Information governance (the way in which information is used and managed) in liberal democracies has two key goals:

  • First, to protect the fundamental rights (privacy included) of citizens; and
  • second, to defend the national information sphere from hostile state and non-state enemies.

These goals are sometimes in conflict. There is a trade-off between liberty and national security. Liberal democracies achieve a balance by codifying the trade-off, placing limits on the state’s powers, defining due processes, and subjecting government actions to parliamentary and judicial review.

While the Indian state has managed a balance in many areas, privacy and surveillance have remained in a grey zone since the Constitution came into force.
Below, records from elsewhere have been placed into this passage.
PR #1182, opened 2023-08-22
Try to fix Docker image tag publishing to make sure "v" prefix is not present

tomaz-s1:
This is an attempt to fix the Docker Image tag publish to make sure docker image tags don't include ``v`` prefix.

Not tested, may not work.

### DIFF
--- a/.github/workflows/reusable-agent-build-container-images.yml
+++ b/.github/workflows/reusable-agent-build-container-images.yml
@@ -859,18 +859,22 @@ jobs:
         run: |
           if [ "${{ github.ref_type }}" = "tag" ]; then
             AGENT_VERSION="$(cat VERSION | tr -d '\n')"
+            TAG="${{ github.ref_name }}"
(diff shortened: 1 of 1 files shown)


alesnovak-s1 (approved):

alesnovak-s1:
@tomaz-s1 
I've tested the changes in a separate branch with a mocked workflow.
Removing  "exit 1" failsafe lines and will be merging after all the tests pass.

tomaz-s1:
@alesnovak-s1 Great, thanks.

I assume before / after it's merged we also want to test end to end it with our ``test4scalyr`` dev / testing Docker Hub account?

alesnovak-s1:
> @alesnovak-s1 Great, thanks.
> 
> I assume before / after it's merged we also want to test end to end it with our `test4scalyr` dev / testing Docker Hub account?

I will test it before merging the next PR, which is related to this one.

PR #1184, opened 2023-08-23
Push to test4scalyr on pr commit

alesnovak-s1:
We want every commit to a PR on branch release or tagged with docker_push_test to push docker images to the test4scalyr account.
It will allow us to check which images will be pushed when the release tag is created.

Decision tree:

* PR commit => branch == release or label == docker_push_test => push image:VERSION to TEST
* PR tag => tag == VERSION => push image:VERSION to PROD
* Branch commit => branch == master => push image:sSHA to PROD

https://sentinelone.atlassian.net/browse/DTIN-3069

The documentation update is not the part of this issue. It will be recreated when the release process is refactored:

https://sentinelone.atlassian.net/browse/DTIN-2930


tomaz-s1:
Great, this will make directly testing Docker Images from PR changes much easier 👍 

Is there any way to see how this change is working? I checked https://hub.docker.com/r/test4scalyr/scalyr-k8s-agent/tags, but I couldn't find a docker tag related to this PR (maybe I missed it). Or is it because we use version for the tag?

.github/workflows/reusable-agent-build-container-images.yml
```diff
@@ -857,21 +856,18 @@ jobs:
...
-            fi
-          else
-              echo "publish=true" >> "${GITHUB_OUTPUT}"
+          AGENT_VERSION="$(cat VERSION | tr -d '\n')"
+
+          if [ "${{ github.ref_type }}" = "tag" ] && [ "${{ github.ref_name }}" != "v${AGENT_VERSION}" ]; then
+            echo "tags=empty" >> "${GITHUB_OUTPUT}"
+          elif ${{ github.ref_name }} == "master"; then
               echo "tags=${{ github.sha }}" >> "${GITHUB_OUTPUT}"
+          else
```
tomaz-s1, line 865: I think that it would be better to use something like that for tags for images which were created as part of PR builds: `pr-<num>-<commit sha>`. 

For example: `pr-1184-bc0610268a25ae80a4f8e8088814571fa4a30401`.

In case this results in too many tags, we could omit the commit sha (last part) from the tag.

And I imagine we may eventually also want up some clean up process / workflow which deletes PR tags which are older than X (e.g. 90) days.

alesnovak-s1: Regarding the naming - good point, I like that and will change it.

Ad repository cleaning - https://sentinelone.atlassian.net/browse/DTIN-3073

alesnovak-s1: > I think that it would be better to use something like that for tags for images which were created as part of PR builds: `pr-<num>-<commit sha>`.
> 
> For example: `pr-1184-bc0610268a25ae80a4f8e8088814571fa4a30401`.
> 
> In case this results in too many tags, we could omit the commit sha (last part) from the tag.
> 
> And I imagine we may eventually also want up some clean up process / workflow which deletes PR tags which are older than X (e.g. 90) days.

Changes commited.

tomaz-s1:
@alesnovak-s1 It appears to be working now - https://hub.docker.com/r/test4scalyr/scalyr-k8s-agent/tags?page=1&name=pr-.

Having said that,  see `latest` tag was updated as well and not just PR specific tags. Is this desired / expected? Or it's a bug in the workflow?

alesnovak-s1:
> 

I've commited t

> @alesnovak-s1 It appears to be working now - https://hub.docker.com/r/test4scalyr/scalyr-k8s-agent/tags?page=1&name=pr- 🎉
> 
> Having said that, see `latest` tag was updated as well and not just PR specific tags. Is this desired / expected? Or it's a bug in the workflow?

I've made some fixes in last commits, including this one.
Now only the pr related tags are pushed.

VERSION and latest are pushed from the release branch only

tomaz-s1:
Thanks, I had another look at Docker Hub and it looks fine now 👍

tomaz-s1 (approved):
I added a question on the release branch conditional, besides that, LGTM.

.github/workflows/reusable-agent-build-container-images.yml
```diff
@@ -857,29 +856,37 @@ jobs:
...
-            fi
-          else
-              echo "publish=true" >> "${GITHUB_OUTPUT}"
+              echo "tags=$AGENT_VERSION,latest" >> "${GITHUB_OUTPUT}"
+            else
+              echo "tags=empty" >> "${GITHUB_OUTPUT}"
+            fi        
+          elif [ "${{ github.ref_name }}" = "master" ]; then
               echo "tags=${{ github.sha }}" >> "${GITHUB_OUTPUT}"
+          elif [ "${{ github.head_ref }}" = "release" ]; then
```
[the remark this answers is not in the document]
alesnovak-s1: On release branch, we push pr-X tags and VERSION tag as well.
The VERSION tag is added here to enable us to check what exactly is going to be pushed to the scalyr dockerhub.

PR #1185, opened 2023-08-28
Docs about AIO clarified

alesnovak-s1:


tomaz-s1 (approved):
Thanks a lot of clarifying this.

This makes it much more obvious now that those changes only applied to the AIO packages :)

PR #1186, opened 2023-08-28
Manual merge from scalyr-agent-2-s1-internal

alesnovak-s1:


.github/workflows/reusable-agent-build-container-images.yml
```diff
@@ -75,12 +75,14 @@ jobs:
   # Build cacheable requirements of the images.
   build_image_requirements:
     name: requirements-${{ matrix.builder_name }}-${{ matrix.architecture }}
-    runs-on: ubuntu-22.04
+    runs-on: self-hosted
```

Implications of the Pegasus issue
  • Governance framework for surveillance: Pegasus shows that any country that can afford a few thousand dollars can hack the smartphones of heads of government. Hence, the need for a governance framework covering surveillance and information operations is necessary for national security
  • Weakness of India’s cyberwarfare capacity: Beyond national security, the Pegasus revelations highlight a disturbing weakness in India’s cyber warfare capacity. If it is indeed true that Indian government agencies had to purchase a foreign commercial cyber-weapon for their needs, then we have advertised a strategic vulnerability that is bound to be exploited unless rectified quickly.
  • Misuse of data insights: Another vulnerability arises from the fact that vendors of commercial cyber-weapons can get insights as to how their product is being used. This information can be misused by making it available to their governments. It is also vulnerable to other governments with superior cyber capabilities. The maker of Pegasus has a very good idea of what its customers are up to. It can turn it off at will. Even the political costs of being exposed could be used as leverage against the buyer.
Suggestions
  • Data encryption must not be weakened: Citizens need to be empowered with a strong encryption. At least until a robust governance framework is put in place, the government must not weaken data encryption.
  • Intelligence reform: India needs intelligence reform. The Shah Commission and the LP Singh Committee recommendations need to be looked into.
    • In the meantime, the surveillance review process needs to be bolstered. It should be mandatory for the requesting agency to deposit a refundable financial guarantee along with the application.
Way forward

India lacks offensive cyber capacity and is thus not a credible cyber power. It needs a serious, realist, non-partisan policy debate on the development and governance of national cyber capabilities.